Specifications - Goodly/text-thresher-chrome-extension GitHub Wiki

#USER-FLOW Specifications for Text_Thresher Browser Plug-in, TT2

BACKGROUND: The text thresher browser plug-in (tt2) differs from the web-interface created for the deciding force project (tt1) in one major respect: while the df project has already identified TUAs and saved them as text files which tt1 displays in its web-interface, tt2 will require some researcher-trained user group to identify TUAs on the web prior to recruiting volunteers and crowd workers to classify/ extract variables from TUAs. (They may also need to iterate on the creation of an ontology/schema, by reading through hundreds of documents (and trial and error) before setting the schema in stone.)

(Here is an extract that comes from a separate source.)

PR #45383, opened 2022-12-21
[9.x] Str::after() minor tweaks

KennedyTedesco:
In the original version of the `after()` method, `$subject` is split into an array then reversed and the first element of the resulting array is returned.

I envision researchers using Text-Thresher with a very, very simple schema in which TUAs are listed as ‘topics’ — and the ‘toggle schema’ pane (which usually shows a question ontology) is replaced by definitions of each TUA type and instructions. Three other things. First, TUA identification requires a capacity to differentiate distinct TUAs of the same type (e.g. two separate protester initiated events reported upon in one news article. In practice, it is easiest sometimes) for users to highlight all the text about protester-initiated events and label them as such, and THEN, go back through and identify which text referred to Tuesday’s march and which referred to Wednesday’s rally. (I’ve made this possible, below). Second, keeping TUAs straight while reading through sometimes long documents is greatly aided by color-coding. Color-tracking is super easy cognitively, so we want to exploit that (as I do below). Third, since text sometimes relates to more than one TUA, we would need a pop-up asking users to specify whether their overlapping highlight should overwrite other highlighting or overlap with other highlighting.

SPECIFICATIONS

Research-team UoA definition, schema development, and initial TUA identification

a. prior to even booting a computer, researchers need to begin schema creation by imagining Units of Analysis that are important to their study

b. researchers install Text-Thresher plug-in

c. lead researcher establishes a Text-Thresher ‘team’ or ‘group’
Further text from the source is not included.